# in over my head - new mom threatening kittens



## kittens0206 (Mar 14, 2014)

I have a cat that had recently had kittens and I desperately need advice. She is literally trying to kill them. A friend that works at friends of strays has offered to take them to a shelter on Monday. I know they are young but are they better off. Don't know if I'm posting in the right place so i Will stop here but any questions i will be glad to answer. Thanks for advice


----------



## molldee (May 19, 2013)

I'm confused. What is your question?


----------



## Catmamma (Apr 18, 2011)

Are these feral cats? Sometimes, the mama cat will kill kittens if she can't feed them all or senses something "odd" about them. Scary but.... If this is a domestic cat, not a converted feral you are handling it. Are they eating on their own?


----------



## librarychick (May 25, 2008)

How old are the kittens? IMO their age onky matter because of the amount of work you'll need to do.

Surrendering the kittens is not the best option, many shelters euthanize kittens too young to be adopted if theyre full up. I know for a fact the one by me will accept the kittens and euth any under 6 weeks once kitten season gets going.

For whatever reason your cat had kittens, that makes their care your responsibility. Things like this are one rusk of having unaltered females. First time mums arent always the best. Seperate them from the mother permanently, look up how to care for abandoned kittens, and start working. Also, get momma cat spayed ASAP. Since she's clearly not going to be nursing you don't need to wait until the kittens are old enough to wean.


----------



## Marcia (Dec 26, 2010)

You don't state if you are in Timbuktu or a city in the USA. I can't speak for others but a USA shelter will likely have volunteers ready and able to bottle feed babies if that is needed, but call ahead to be sure. You could do that yourself and post an ad on Craigslist or other site for someone to adopt the babies. Any emergency interaction would be good if momma is truly harming the babies.


----------



## kittens0206 (Mar 14, 2014)

Im sorry, I know it wasn't much information. My cat is not feral, I have had her since she was 12 weeks and she is now a new mother (she herself is only 10 months) At first she was a very loving mother to them but recently she started attacking them. Clawing at them, pouncing on them and making them cry out. They seem terrified of her and she literally chases them down. Since I started this post we lost one of the kittens (not due to her attacking it) but now I am very concerned that they would be better off at the shelter (it is no kill) they are almost 6 weeks old


----------



## kittens0206 (Mar 14, 2014)

Also, I know it was irresponsible of me. I actually thought at this point she was too young and she is usually an inside cat just got out a couple times. I will be getting her spayed asap


----------



## kittens0206 (Mar 14, 2014)

They just started eating kitten chow, I have been mixing it with water and my friend at the shelter said they will bottle feed them until they are old enough to be adopted. Im sad and I think they are too young but I dont feel they are safe here.


----------



## Venusworld21 (Oct 23, 2012)

At 6 weeks they can be away from mom and you won't even have that much work to do. They should be able to eat on their own, as you see they're already starting on kitten chow. They shouldn't need to be bottle fed at 6 weeks unless they're refusing to eat solids. Do you have a way to separate them from mom? (Like keep them in a bathroom and give her run of the house but not allow her outdoors).

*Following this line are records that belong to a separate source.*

PR #95, opened 2021-02-10
explicitly add required styles to host

mdulat:
The emoji and special char picker is cut off on safari when viewed in fullscreen mode:

mac3

The reason is because [the skin styles](https://github.com/BrightspaceUI/htmleditor/blob/master/tinymce/skins/ui/snow/skin.shadowdom.css) are not being applied to the htmleditor component when displayed within a FACE page. An ideal fix would allow these styles to be applied, but I have not been able to figure out how to do that, so am explicitly adding the styles that I know are required to fix this bug.

### DIFF
--- a/htmleditor.js
+++ b/htmleditor.js
@@ -140,7 +140,7 @@ class HtmlEditor extends SkeletonMixin(ProviderMixin(Localizer(RtlMixin(LitEleme
 				position: fixed;
 			}
 			:host(.tox-shadowhost.tox-fullscreen) {
-				z-index: 1200;
+				z-index: 1000;
 			}
 			.d2l-htmleditor-container {
 				border: 1px solid var(--d2l-color-mica); /* snow */
--- a/htmleditor.js
+++ b/htmleditor.js
@@ -135,6 +135,12 @@ class HtmlEditor extends SkeletonMixin(ProviderMixin(Localizer(RtlMixin(LitEleme
 			:host([hidden]) {
 				display: none;
 			}
+			:host(.tox-fullscreen) {
+				position: fixed;
+			}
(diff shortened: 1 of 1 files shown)


htmleditor.js
```diff
@@ -135,6 +135,13 @@ class HtmlEditor extends SkeletonMixin(ProviderMixin(Localizer(RtlMixin(LitEleme
 			:host([hidden]) {
 				display: none;
 			}
+			/* stylelint-disable selector-class-pattern */
+			:host(.tox-fullscreen) {
+				position: fixed;
+			}
+			:host(.tox-shadowhost.tox-fullscreen) {
+				z-index: 1200;
+			}
```
grant-cleary, line 144: If it turns out we need to do this, that's fine, but I would prefer poking around a little bit to see if there's a solution to the underlying issue. This sort of stuff can end up being pretty fragile when we inevitably need to update TinyMCE, since these stylings could arbitrarily change (TinyMCE keeps no contract around its CSS classes, with very rare exceptions).

dbatiste: We already override some tinyMCE style for fullscreen, I think in order to make the stacking order compatible with our other components.  I don't recall the exact use case, but I seem to recall there being a very narrow margin of z-index that will work. https://github.com/BrightspaceUI/htmleditor/blob/master/htmleditor.js#L163

grant-cleary: Yeah, I mostly just find it weird that this specific case works for the monolith editor, but not for FACE. That's the part that's concerning to me... I would expect this behaviour to be consistent. It sounds like the `z-index` isn't even being applied when this isn't explicitly included in the component CSS, which worries me.

grant-cleary (approved):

Do you have a small scale, like for food, or weighing mail? At 6 weeks the kittens should weigh roughly 1.5 lbs (24 ounces). If you can weigh them and they're on track, you're probably fine to keep them, just separated from mom, for another few weeks. They can be adopted out at 8 weeks, so you're nearly there, if you can hang on. If they're underweight and you aren't able to supplement/bottle feed them, then surrendering them to a no-kill shelter might be the best option. Babies can be overwhelming, but at 6 weeks old you're in the home stretch.


----------



## gizmothecat (Jun 26, 2013)

waaaaa thats so sad  poor kittens. i have no advice...im sorry but maybe surrendering IS the best option.


----------



## Blumpy710 (Feb 24, 2014)

Get them to the shelter. In the meantime give them canned kitten food. If they are not using a litter box yet you may have to help them go to the bathroom. It's a lot of work. I had 3 abandoned kittens under 6 weeks old for 2 days bottle feeding them kitten formula and helping them go to the bathroom. Needless to say I got no sleep and had to give them to the shelter. They were all adopted.


----------



## librarychick (May 25, 2008)

What was your original plan of what to do with them? At sic weeks they'll make it without their mum just fine, its not ideal but it can work. They'll be ready for homes in two weeks. Just keep them in a room and don't allow their mum in. Even a bathroom will work.


----------



## kittens0206 (Mar 14, 2014)

My original plan was to keep one, my neighbor wants one and since we lost one that leaves only one left. Is it ok give the one to her new home now? I know they are supposed to be twelve weeks but They are eating regular food now. I have kept Oreo (their mother) away and it doesn't seem they even notice.


----------



## kittens0206 (Mar 14, 2014)

The reason i am so intent on getting them out is that my son accidentally stepped on one and she died  i have a 4 year old and my son who is 7. The kitten had nuzzled underneath a blanket and my son didn't see her. So trying to not only save three kittens from their mother but also trying to save them from my small children is a lot


----------



## Venusworld21 (Oct 23, 2012)

If you have a room where the kittens can be kept absolutely separate from kid(s) and mama kitty, you are probably fine to keep them. If you are worried that they are unsafe in the home, then get them out asap.


----------



## catloverami (Jul 5, 2010)

Yes, definitely keep mamacat separate from her kitties, as she does not want them. Not every mamacat is a good mum, especially a young one. At six weeks, the kitties should be eating well on their own. Keep the kitties together as long as possible in a separate room, preferably until 12 wks old, handle and play with them several times a day and give them toys, and boxes to play in, so that they become well socialized to people, learn to read cat body language, and to learn to control their bite and claws by rough play with each other. Good luck, and sorry to hear about the kitty that got stepped on, a sad accident. Get your momcat spayed as soon as you can before she comes into another heat and don't let her get outside until you do.


----------